Yesterday in New Orleans, SureScripts announced a new line of business: Clinical Interoperability. Leveraging their existing ePrescribing solution platform, currently serving over 200K physicians nationwide, and combining it with the technology stack of messaging solution provider Kryptiq, SureScripts will offer providers, EHR vendors, HIEs and other stakeholders the opportunity to securely share clinical information across town, the state, a region and the country. In this combination, SureScripts will provide the rails and Kryptiq will address the last mile of connectivity. This announcement has some pretty big implications for the HIE market.  Chilmark was briefed prior to this announcement by both SureScripts and Kryptiq, following is what we learned.

SureScripts primary focus has been to provide the network that would support physicians transition to ePrescribing. Therefore, SureScripts has been focused on transmitting NDP data and not clinical notes. SureScripts got into the transmission of clinical summaries from one of its larger customers, MinuteClinic wanted to send clinical summaries of patient visits directly to primary care providers. In the past year SureScripts has facilitated the movement of over 0ne million patient summaries for MinuteClinic to primary care physicians using CCR. Seeing an opportunity, SureScripts sought a partner that could take this capability to the next level.

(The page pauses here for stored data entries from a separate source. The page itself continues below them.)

Issue #2893, opened 2024-09-24
add `dedupe` capability on all IO operations


tusharmath:
Currently dedupe is only support on `upstream`. We would like to provide more low-level support for individual IO calls.

**Example**

```graphql
type Query {
  users: [User] @http(path: "/users", dedupe: true)
}
```

**Technical Requirements**
- Support it for Http, Grpc, Graphql, Call
- Add a field in operation_plan to mark a query as deduped if everything in the query is deduped.

PR #2945, opened 2024-09-30
fix: add dedupe capability on all IO operations

ssddOnTop:
Issue Reference(s):
Fixes https://github.com/tailcallhq/tailcall/issues/2893


src/core/jit/model.rs
```diff
@@ -408,6 +410,14 @@ impl<Input> OperationPlan<Input> {
...
             .map(|f| f.into_nested(&fields))
             .collect::<Vec<_>>();
+        let dedupe = fields.iter().filter(|v| v.ir.is_some()).all(|v| {
+            v.ir.as_ref()
+                .map(|v| match v {
+                    IR::IO(io) => io.dedupe(),
+                    _ => false,
+                })
+                .unwrap_or_default()
+        });
```
tusharmath, line 420: Move this logic to a function and add a unit test.

src/core/jit/model.rs
```diff
@@ -410,7 +410,7 @@ impl<Input> OperationPlan<Input> {
             .filter(|f| f.extensions.is_none())
             .map(|f| f.into_nested(&fields))
             .collect::<Vec<_>>();
-        let dedupe = fields.iter().filter(|v| v.ir.is_none()).all(|v| {
+        let dedupe = fields.iter().filter(|v| v.ir.is_some()).all(|v| {
```
tusharmath, line 413: We don't need `filter` Can pattern match directly inside `all` and return a true or false.

tailcall-fixtures/fixtures/configs/jsonplaceholder.graphql
```diff
@@ -5,7 +5,7 @@ schema
 }
 
 type Query {
-  posts: [Post] @http(path: "/posts?_limit=11")
+  posts: [Post] @http(path: "/posts?_limit=11", dedupe: true)
```
tusharmath, line 8: create a new test file `dedupe.graphql` with different `dedupe` settings.

src/core/jit/model.rs
```diff
@@ -703,4 +714,29 @@ mod test {
...
+        let config = include_config!("../../../tailcall-fixtures/fixtures/configs/jsonplaceholder.graphql").unwrap();
+        let module = ConfigModule::from(config);
+        let bp = Blueprint::try_from(&module).unwrap();
+
+        let request = Request::new(r#"{ users { id } }"#);
+        let jit_request = jit::Request::from(request);
+        let plan = jit_request.create_plan(&bp).unwrap();
+
+        assert!(!plan.dedupe);
+    }
```
tusharmath, line 743: add another test where there are nested calls and some are deduped and some are not.

ssddOnTop: it's checked on flattened form of field

tusharmath (approved):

Kryptiq, a company profiled in Chilmark’s forthcoming HIE Market Trends Report due out next month, can be characterized as vendor of HIE capabilities that allow for the organic growth of an HIE without the overhead. Kryptiq has worked behind the scenes for a number of EHR companies to provide secure, structured messaging services within these EHRss ecosystems of customers connecting them to one another as well as to other systems, including SureScripts to facilitate care coordination.

SureScripts has made an equity investment in Kryptiq (undisclosed but likely in the range $7-9M over the next few years) to build-out Kryptiq’s technology stack for SureScripts. The Clinical Interoperability solution will combine SureScripts foundational technology (provider directory, security, authentication, master patient index, etc.) with Kryptiq’s connectivity toolset (interface technology to various EHRs), secure messaging framework and clinical portal.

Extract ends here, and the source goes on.